2) The problem with doing more complicated IPC than the exit status, is that you have a shared memory map, and it's possible to get some nasty state if you do anything too complicated - e.g. in multithreaded code, one of the killed threads (in the child) could have been holding a lock.
Not should you wonder how you can notice it in parent process, but also you should keep in mind that you must notice the error in parent process. That's especially true for multithreaded applications.
After execvp you must place a call to function that terminates the process in any case. You should not call any complex functions that interact with C library (such as stdio), since effects of them may mingle with pthreads of libc functionality of parent process. So you can't print a message with printf() in child process and have to inform parent about the error instead.

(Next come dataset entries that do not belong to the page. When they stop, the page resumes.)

PR #994, opened 2020-01-31
add tests for `use_data_table()`

### LINKED ISSUE #984: Add a test for use_data_table()
If we'd had a test for this, this PR (#983) would not have been necessary.

Related functions (that **do** have tests) to look at for cues how to do this:

  * `use_tidy_eval()`
  * `use_pipe()`
  * `use_tibble()`

malcolmbarrett:
Closes #984 

(I am using a mock roxygen check here, but `use_data_table()` doesn't currently check for roxygen despite using `@import`. Will add a separate issue for that.)

### DIFF
--- a/tests/testthat/test-use-data-table.R
+++ b/tests/testthat/test-use-data-table.R
@@ -1,0 +1,20 @@
+context("use_data_table")
+
+test_that("use_data_table() requires a package", {
+  scoped_temporary_project()
+  expect_usethis_error(use_data_table(), "not an R package")
+})
+
+test_that("use_data_table() Imports data.table", {
+  with_mock(
+    `usethis:::uses_roxygen` = function(base_path) TRUE, {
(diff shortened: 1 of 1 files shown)


tests/testthat/test-use-data-table.R
```diff
@@ -0,0 +1,20 @@
+context("use_data_table")
```
jennybc: `context()` is no longer necessary and is mildly discouraged. So this should be deleted.

jennybc: I realize we still have some pre-existing `context()` calls, but we shouldn't be adding any new ones.

malcolmbarrett:
Removed `context()` (that's what I get for following existing patterns 😉) and added mock install of data.table (very clever!)

jennybc:
Thanks!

The easiest way, among the other, is passing return code. Supply nonzero argument to _exit() function (see note below) you used to terminate the child and then examine the return code in the parent. Here's the example:
int pid, stat;
pid = fork();
if (pid == 0){
// Child process
execvp(cmd);
if (errno == ENOENT)
_exit(-1);
_exit(-2);
}
wait(&stat);
if (!WIFEXITED(stat)) { // Error happened
...
}
Instead of _exit(), you might think of exit() function, but it's incorrect, since this function will do a part of the C-library cleanup that should be done only when parent process terminates. Instead, use _exit() function, that doesn't do such a cleanup.
Well, you could use the wait/waitpid functions in the parent process. You can specify a status variable that holds info about the status of the process that terminated. The downside is that the parent process is blocked until the child process finishes execution.
Anytime exec fails in a subprocess, you should use kill(getpid(),SIGKILL) and the parent should always have a signal handler for SIGCLD and tell the user of the program, in the appropriate way, that the process was not successfully started.